The Rising Importance of Compliance
For financial services firms, compliance has moved from a cost of doing business to an issue central to the company's reputation and perhaps survival. In the process, the role of the Chief Compliance Officer has been transformed. Douglas Shulman, President of Markets, Services, and Information at NASD (National Association of Securities Dealers), recently spoke with us about these changes and how The NASD Institute at Wharton Certificate Program is helping compliance officers and regulators meet these increasing demands.
Q: Why has the role of the Chief Compliance Officer become more important in recent years?
It started with things that were not really related to financial services but were close enough that they raised concerns. Enron and WorldCom made people worry about whether the whole system was working well. Then there were the high-profile analyst cases that NASD brought together with the states and the SEC, concerned with potential conflicts of interest in big financial services firms. Then there was all the press about mutual-fund scandals. What this did was erode the trust that the public had in people providing financial advice and services to them.
Q: What impact did this have on the work of the Chief Compliance Officer?
Against that backdrop, the compliance officer became very important to firms. Firms realized that staying out of trouble is integral to their brands. The Chief Compliance Officer now sits on the executive committee of many firms and has direct access to the CEO and board. Compliance officers command more resources in recent years — a lot of the technology spending of firms has been dedicated to compliance issues. In the past, companies saw these as positions that were a necessary cost center. Now they see these positions as helping to preserve one of the main things they are trying to sell as a value proposition, which is the trust and integrity of the firm.
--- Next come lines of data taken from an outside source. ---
PR #1134, opened 2015-11-12
Flatten nested begin and begin0 forms after optimization

gus-massa:
The nested `begin`/`begin0` are flattened at read time, but some
optimizations may create new instances. So try again after optimizations. 

The main function is `flatten_sequence`. It has the same name than a function is `sfs.c` that is similar but not equivalent. This is not a problem for the c compiler, but I'm slightly worried about copy&paste errors in the future.

This commit has no tests, because `test-comp` uses the reader to see inside the compiled expressions, so (most?) of these `begins` are cleared. One possibility is to use `match` to inspect the compiled version. Another is to just add some test to ensure that the order is not messed. For example, reduce

    (begin (random 1) 0 (car (list (random 3) (random 3))) 0 (random 4))

to

    (begin (random 1) (random 2) (random 3) (random 4))

### DIFF
--- a/pkgs/racket-test-core/tests/racket/optimize.rktl
+++ b/pkgs/racket-test-core/tests/racket/optimize.rktl
@@ -1528,6 +1528,32 @@
 (test-comp '(lambda () (begin (random 1) (random 2)))
            '(lambda () (cdr (cons (random 1) (random 2)))))
 
+(test-comp '(lambda () (begin (random 1) (random 2) (random 3) (random 4)))
+           '(lambda () (begin (car (cons (random 1) (random 2))) (random 3) (random 4)))) ;
+(test-comp '(lambda () (begin (random 1) (random 2) (random 3) (random 4)))
+           '(lambda () (begin (cdr (cons (random 1) (random 2))) (random 3) (random 4))))
+(test-comp '(lambda () (begin (random 1) (random 2) (random 3) (random 4)))
+           '(lambda () (begin (random 1) (car (cons (random 2) (random 3))) (random 4)))) ;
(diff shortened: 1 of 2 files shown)


mflatt:
This seems like a good idea.
Is there any danger of quadratic-time behavior due to nested `begin`s? I think probably not, on the grounds that this flattening only cleans up `begin`s introduced by optimizations, but I'm not sure.
For testing. maybe inspect the result for this particular case via `zo-parse` instead of `read`.

gus-massa:
I rebased, fix a few parts, and added some tests. 

In a separate commit, I added a new fuel to avoid quadratic behavior. It's almost a copy of `shift_fuel`.


An example of code that will trigger quadratic behavior is

    (lambda (f)  
      (cdr (cons (f)
                 (cdr (cons (f)
                            (cdr (cons (f) (f))))))))

I don't know how usual something like this is in real code.

mflatt:
Ok! (I can easily imagine code like that generated from a macro.)

gus-massa:
Then I can squash and push them to the main repository, or you want to more time to do a review?

gus-massa:
I rebased and squashed them. The test are ok. Do I push this?

mflatt:
Looks ok to me.

gus-massa:
I tried but I got an error. Do my account have the permissions in this repository?

    git.exe push --progress  "origin-push" 15-11-Nested-Begin:master

    ERROR: Permission to racket/racket.git denied to gus-massa.
    fatal: The remote end hung up unexpectedly

gus-massa:
Fixed!

PR #1136, opened 2015-11-13
reformat racket/pretty code

AlexKnauth:
Mostly fixes indentation and square brackets.


stamourv:
While I agree that the result is nice, that kind of change kills, e.g., `git blame`, which makes it much harder to figure out the history of a given bit of code.
Because of this, I'll close this PR.
Thanks, though, and I agree with the sentiment! :)

PR #1137, opened 2015-11-13
add #:newline? argument to pretty-printing functions

AlexKnauth:
Versions of pretty-print, pretty-write, and pretty-display that don’t print extra newlines at the end.

### DIFF
--- a/pkgs/racket-doc/scribblings/reference/pretty-print.scrbl
+++ b/pkgs/racket-doc/scribblings/reference/pretty-print.scrbl
@@ -6,14 +6,16 @@
 @note-lib[racket/pretty]
 
 @defproc[(pretty-print [v any/c] [port output-port? (current-output-port)]
-                       [quote-depth (or/c 0 1) 0])
+                       [quote-depth (or/c 0 1) 0]
+                       [#:newline? newline? boolean? #t])
          void?]{
 
 Pretty-prints the value @racket[v] using the same printed form as the
 default @racket[print] mode, but with newlines and whitespace inserted
 to avoid lines longer than @racket[(pretty-print-columns)], as
 controlled by @racket[(pretty-print-current-style-table)]. The printed
-form ends in a newline, unless the @racket[pretty-print-columns]
+form ends in a newline by default, unless the @racket[newline?]
+argument is supplied with false or the @racket[pretty-print-columns]
 parameter is set to @racket['infinity]. When @racket[port] has line
 counting enabled (see @secref["linecol"]), then printing is sensitive
 to the column when printing starts---both for determining an initial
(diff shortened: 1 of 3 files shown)


samth:
I think a keyword argument might be nicer here.

mflatt:
I was about to write the same as @samth...

AlexKnauth:
Ok done.

mflatt:
@AlexKnauth You seem to have added a keyword argument internally, but what I meant (and what I thought Sam meant) was to add an optional `#:newline?` argument to `pretty-print` instead of introducing the name `pretty-print/no-inline`, etc.

AlexKnauth:
Oh, okay, I'll do that then.

AlexKnauth:
I've updated this to add optional `#:newline?` keyword arguments to `pretty-print`, `pretty-write`, and `pretty-display`. I'll add documentation once the `make` is done.

rfindler:
Maybe in the docs point out that passing `#t` means that `printing-port-print-line` isn't called with `#f` any more?

AlexKnauth:
What do you mean? It isn't being called at all, in my current code...

AlexKnauth:
I see what you mean, okay.

rfindler:
Yeah: I just mean that in addition to the high-elvel description of the new argument, also include the technical note as to how it changes which callbacks are called back.

Thanks for this, btw.

AlexKnauth:
Does that documentation look good?

It's a bit weird because the `#:newline?` argument determines whether `pretty-print-print-line` is called, but `pretty-print-print-line` doesn't always print a newline. I'm not sure what to do about that though.

rfindler:
Generally these functions don't accept booleans, but accept `any/c` and treat non-`#f` values as true (eg `pretty-print-show-inexactness`).

I think the convention for documenting such things is to write "a true value" and "@racket[#f]", but I see a few other places in those docs where that convention is violated.

The sentence "If it is supplied with false, the @racket[pretty-print-print-line] callback is not called." doesn't seem right. I think it is just not called with `#f` anymore, but it is still called on all the other line breaks.

Also the second paragraph of `pretty-print-print-line`'s docs needs adjusting.

AlexKnauth:
I meant that it's not called for the last newline, which the previous sentence mentions, but you're right, it's not clear.

AlexKnauth:
I've modified it to clarify that if `newline?` is supplied with false, the `pretty-print-print-line` callback is not called after the printed value. I don't want to confuse people by saying "not called with false".

rfindler:
That is better, I agree.

AlexKnauth:
Logically, it's good to think of it as a boolean, and if we ever want to put a third setting in there, like `'just-internal` or `'just-end`, it might be better to document it as a boolean for now.

rfindler:
In that case,  you'll want to add a check?

AlexKnauth:
Okay, I've added the check

AlexKnauth:
Does this look good now?

rfindler:
Commits 1bfa0c5292679ec66271839417eb5afb8b1c7098 and
203dbf78d9deb3999a8eea236410b55a6d8f4456 look good to me, except that I
don't see any test suites. I didn't look over the others.

Robby

AlexKnauth:
Oh, right. Where are the pretty-printing tests?

rfindler:
Grep suggests pkgs/racket-test-core/tests/racket/pretty.rktl.

rfindler:
Tests look good to me.

AlexKnauth:
For some reason they error on my machine
```
Section(namespaces)
Section(collects)
Section(modprot)
ERROR: UNKNOWN::79: read (compiled): ill-formed code [../../../racket/gc2/../src/read.c:5585]
```
But they're passing on Appveyor and Travis

AlexKnauth:
It's possible that something weird is happening with my compiled files, since I've been working with both a snapshot version a few weeks old and the git HEAD version. So should this be merged?

rfindler:
It is okay with me to push those three commits (although do you see a
reason not to squash them?). Do you want me to do it?

AlexKnauth:
I don't have push access. So this shouldn't include the re-formatting stuff?

rfindler:
I didn't check over the formatting stuff. I can see how, tho, in this case my usual objections to formatting changes don't apply (this is old code that is almost never touched so the lost 'git blame' information is minor compared to the readability).

rfindler:
Thanks, I've pushed the commits (except that I combined the three commits that were all pieces of the same change)

PR #1139, opened 2015-11-16
Don't burn fuel when a single use function is inlined (with error, don't merge)

gus-massa:
Since this operation only moves the code and doesn't make the final
bytecode bigger, it's not necessary to decrease the fuel and then it
is available for further inlining.

With this change, the Racket build and tests complete without errors. But I tried a few additional changes and discovered a problem. [In particular, I was trying to burn less fuel when a function is small, there is a similar problem when increasing the initial fuel.]

The problem is that this program doesn't finish compiling:

    #lang racket/base
    (define ((proc))
      ((proc)))

And this neither:

    #lang racket/base
    (let ()
      (define ((proc))
        ((proc)))
      (void proc proc))

I think that the problem is the internal `lambda`s in `(lambda () (lambda () ...))`.

### DIFF
--- a/racket/src/racket/src/optimize.c
+++ b/racket/src/racket/src/optimize.c
@@ -1631,7 +1631,8 @@ static Scheme_Object *no_potential_size(Scheme_Object *v)
 static Scheme_Object *apply_inlined(Scheme_Object *p, Scheme_Closure_Data *data, Optimize_Info *info,
 				    int argc, Scheme_App_Rec *app, Scheme_App2_Rec *app2, Scheme_App3_Rec *app3,
                                     int context,
-                                    int nested_count, Scheme_Object *orig, Scheme_Object *le_prev)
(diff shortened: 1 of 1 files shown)


mflatt:
I'm not sure exactly what's going on, either. I agree that it has something to do with the `lambda` produced by inlining `proc` in `(proc)`, but it's not clear to me why inlining `proc` fails to decrement the fuel enough.

mflatt:
I merged this change, but with an extra flag on duplicated `lambda`s to prevent the infinite-loop problem.

The problem happens because inline-fuel decrements affect only more nested expressions, and the outer call for `((proc))` is not nested in the inner one. The new flag on `lambda`s causes the outer application to see a function that, despite being a literal `lambda`, it doesn't count as single-use.

gus-massa:
:)

I'll send my idea to burn less fuel with small functions in few days.

Issue #1140, opened 2015-11-16
Floating point literal parsed incorrectly


leppie:
```
> 0e400
0.0
> 0e401
+inf.0
> (system-type)
'unix
> (system-type 'word)
64
> (version)
"6.1" 
```
Tested on 6.2.1 as well. 

Works fine on Windows however, tried both 32/64 bit on 6.2.1.

cky:
I found where the bug is. I'll prepare a pull request for it soon. :-)

cky:
Posted the pull request now: #1145.

PR #1145, opened 2015-11-20
Fix parsing of 0e401 on USE_EXPLICT_FP_FORM_CHECK platforms.

cky:
This is a fix for #1140.

This does not fix `(string->number (string-append "0." (make-string 400 #\0) "1e400"))` (which will still parse as infinity on such Linux, Solaris, HP/UX, etc.), but the common cases should be correct.

(Also, "explict"? Eww. (I worried that I had made a typo, but realised that I actually cut and pasted the macro name which was misspelled.))


mflatt:
Merged – thanks!

PR #1321, opened 2016-05-03
expand docs for `syntax-local-introduce`

mbutterick:
Add more detailed explanation, and code sample showing characteristic use.

### DIFF
--- a/pkgs/racket-doc/scribblings/reference/stx-trans.scrbl
+++ b/pkgs/racket-doc/scribblings/reference/stx-trans.scrbl
@@ -923,11 +923,37 @@ definition context.
 
 @defproc[(syntax-local-introduce [stx syntax?]) syntax?]{
 
-Produces a syntax object that is like @racket[stx], except that the
-presence of @tech{scopes} for the current expansion---both the
-macro-introduction scope and the use-site scope, if any---is flipped
-on all parts of the syntax object. See @secref["transformer-model"] for information
-on macro-introduction and use-site @tech{scopes}.
+Produces a syntax object that is like @racket[stx], but with a new @tech{scope} added that flips the apparent introduction site for all parts of the syntax object. Meaning, parts of the syntax object that start with a macro-introduction scope will end up with a use-site scope, and vice versa. (See @secref["transformer-model"] for information on macro-introduction and use-site @tech{scopes}.)
+
+Consistent with its name, this procedure is commonly used to introduce an unhygienic binding at the use site, by making a macro-introduced binding appear as if it came from the use site. It is important, however, that the syntax object passed to @racket[syntax-local-introduce] be free of any extraneous scopes. Otherwise, the behavior of the introduced identifier can be unpredictable. Using @racket[(datum->syntax #f _id)] to prepare the input syntax is good policy.
+
+@examples[#:eval stx-eval
+
+(module sli racket
+  (provide sli-x)
+  (define-syntax (sli-x stx)
+    (syntax-case stx ()
+      [(_) (with-syntax ([x (syntax-local-introduce (datum->syntax #f 'x))])
+             #'(define x 'syntax-local-introduce-x))])))
+
+(require 'sli)
+(let ()
+  (sli-x)
+  x)
+
+(module sli-broken racket
+  (provide sli-x-broken)
+  (define-syntax (sli-x-broken stx)
+    (syntax-case stx ()
+      [(_) (with-syntax ([x (syntax-local-introduce #'x)])
+             #'(define x 'syntax-local-introduce-x))])))
+
+(require 'sli-broken)
+
+(eval:error (let ()
+              (sli-x-broken)
+              x))
+]
 
 @transform-time[]}
 


pkgs/racket-doc/scribblings/reference/stx-trans.scrbl
```diff
@@ -923,11 +923,48 @@ definition context.
 
 @defproc[(syntax-local-introduce [stx syntax?]) syntax?]{
 
-Produces a syntax object that is like @racket[stx], except that the
-presence of @tech{scopes} for the current expansion---both the
-macro-introduction scope and the use-site scope, if any---is flipped
-on all parts of the syntax object. See @secref["transformer-model"] for information
-on macro-introduction and use-site @tech{scopes}.
+Produces a syntax object that is like @racket[stx], but with a new 
+@tech{scope} added that flips the apparent introduction site for all
```
samth: I think it's inaccurate to say that it's a "new scope". What's flipped are two existing scopes.

pkgs/racket-doc/scribblings/reference/stx-trans.scrbl
```diff
@@ -923,11 +923,48 @@ definition context.
...
+and vice versa. (See @secref["transformer-model"] for information on 
+macro-introduction and use-site @tech{scopes}.)
+
+Consistent with its name, this procedure is commonly used to introduce 
+an unhygienic binding at the use site, by making a macro-introduced 
+binding appear as if it came from the use site. It is important, however, 
+that the syntax object passed to @racket[syntax-local-introduce] be free 
+of any extraneous scopes. Otherwise, the behavior of the introduced 
+identifier can be unpredictable. Using @racket[(datum->syntax #f _id)] 
+to prepare the input syntax is good policy.
```
samth: I think we should be more specific about what happens than "unpredictable".

pkgs/racket-doc/scribblings/reference/stx-trans.scrbl
mbutterick: I was adapting your comment that "`(syntax-local-introduce stx)` adds a single scope, using the equivalent of `'flip` mode."

samth: Right, but that scope isn't "new" -- it's `the
 -macro-introduction scope and the use-site scope, if any`, as the old docs say.

pkgs/racket-doc/scribblings/reference/stx-trans.scrbl
mbutterick: The whole premise of this pull request is that I don't understand what this function does. We can therefore agree that I'm unqualified to document it ;)

mbutterick:
Updated to include @mflatt’s simple explanation & example from [“Binding as Sets of Scopes”](http://www.cs.utah.edu/plt/scope-sets/implementation.html).

pkgs/racket-doc/scribblings/reference/stx-trans.scrbl
```diff
@@ -923,11 +923,92 @@ definition context.
...
+ 
+(invoke stashed-foo)
+]
+
+Along these lines, @racket[syntax-local-introduce] can also be used
+to introduce an unhygienic binding at the use site,
+by making a macro-introduced binding appear as if it originated at the
+use site. It is important, however, that the syntax object passed
+to @racket[syntax-local-introduce] be free of any extraneous scopes.
+Using @racket[(datum->syntax #f _id)]
```
samth: How about "Here, we use `(datum->syntax #f id)` to produce an identifier with no scopes."?

samth:
This looks very nice!

pkgs/racket-doc/scribblings/reference/stx-trans.scrbl
```diff
@@ -923,11 +923,101 @@ definition context.
...
+For instance, the @racket[sli-x-broken] macro below won't work because we're 
+using @racket[#'x] as an identifier. The @racket[#'] prefix creates a syntax
+object that has the scopes of the current context (in this case, inside the 
+macro). Even though this identifier's macro-introduction scope is canceled by 
+@racket[syntax-local-introduce], these other scopes prevent it 
+from binding the @racket[x] at the use site.
+
+But in the @racket[sli-x] macro, we use @racket[(datum->syntax #f _id)] to 
+produce an identifier with no scopes, which will make the unhygienic 
+binding work.
```
AlexKnauth: Should you clarify that it needs to have no scopes because then `syntax-local-introduce` will start with a clean slate and add exactly the scopes needed to make the unhygienic binding work?

mbutterick: OK.

AlexKnauth:
This build is only failing because of what looks like random planet failure on one of the seven Travis builds. Should this build be restarted?

samth:
I restarted that build.

samth:
Now passed. @mflatt, any thoughts on these additions?

mbutterick:
As a way of creating unhygienic bindings, would it be worthwhile to contrast `syntax-local-introduce` against the more traditional `(datum->syntax calling-site-stx 'id-name)`? 

After further experiments, it seems to me that the identifier created by `(syntax-local-introduce (datum->syntax #f 'id-name)` is in a sense “more” unhygienic because it sits higher in the scope hierarchy (and thereby captures more uses)

AlexKnauth:
From what I understood from discussions like [this racket users list message](http://lists.racket-lang.org/users/archive/2013-October/059737.html) is that the `calling-site-stx` usually isn't what you want, particularly because another `outer` macro could expand to a use of your `inner` macro, and then the `calling-site-stx` would point to the parens in the definition of the other `outer` macro. 

So, in examples like [this](http://lists.racket-lang.org/users/archive/2013-October/059736.html), `syntax-local-introduce` can make it work even in cases where other macros expand to uses of `inner` or `outer`.

mbutterick:
Fair enough — probably past time for me to give up on this mystery. FWIW here’s an example of how a `syntax-local-introduce` identifier seems to be able capture an identifier in another macro in a way that a `datum->syntax` style identifier cannot. But notice that this unhygienic identifier doesn’t work inside `rackunit`. I have to conclude this is some kind of accidental scope leakage, not a by-design attribute of `syntax-local-introduce` — if `(invoke-use-site-id-macro)` fails in one circumstance, it ought to fail in the other.

```racket
#lang racket

(module macros racket
  (provide (all-defined-out))
  
  (define-syntax (make-use-site-id-macro stx)
    (syntax-case stx ()
      [(_)
       (with-syntax ([use-site-id (datum->syntax stx 'use-site-id)])
         #'(define (use-site-id) 'use-site-id-success))]))
  
  (define-syntax-rule (invoke-use-site-id-macro)
    (use-site-id)) ; a default macro-introduced identifier
  
  (define-syntax (make-sli-id-macro stx)
    (syntax-case stx ()
      [(_)
       (with-syntax ([sli-id (syntax-local-introduce (datum->syntax #f 'sli-id))])
         #'(define (sli-id) 'sli-id-success))]))
  
  (define-syntax-rule (invoke-sli-id-macro)
    (sli-id)))  ; a default macro-introduced identifier

(require 'macros rackunit)
(make-use-site-id-macro)
(check-equal? (use-site-id) 'use-site-id-success)
(check-exn exn:fail? (λ () (eval #'(invoke-use-site-id-macro))))

(make-sli-id-macro)
(check-equal? (sli-id) 'sli-id-success)
;; works here, despite relying on a macro-introduced identifier, but ...
(invoke-sli-id-macro) 
;; ... not inside rackunit
(check-exn exn:fail? (λ () (eval #'(check-equal? (invoke-sli-id-macro) 'sli-id-success)))) 
```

Q: Why is trust so important?
A: The value proposition of any financial service firm, and especially a brokerage firm that people are trusting with their retirement and investment money, is based on a foundation of trust. That is really the core. People want to get good market returns, but they could use an index fund and get a market return. The real value is that they need to feel that they can trust whoever is dealing with their money, that they are following the rules and are very upright citizens.
Q: How do compliance officers keep up with these new demands?
As these roles change, programs like the NASD Institute at Wharton that allow people to be able to get information and share information with their colleagues become more important. Although many compliance officers come from legal backgrounds, there is no formal educational path. We have been trying to fill the void to create opportunities for people to obtain the knowledge they need to keep up with the onslaught of new rules and requirements. We also create networking opportunities so people can share information with their peers. In any field that is evolving as rapidly as compliance, one of the best resources you can have is a network of peers.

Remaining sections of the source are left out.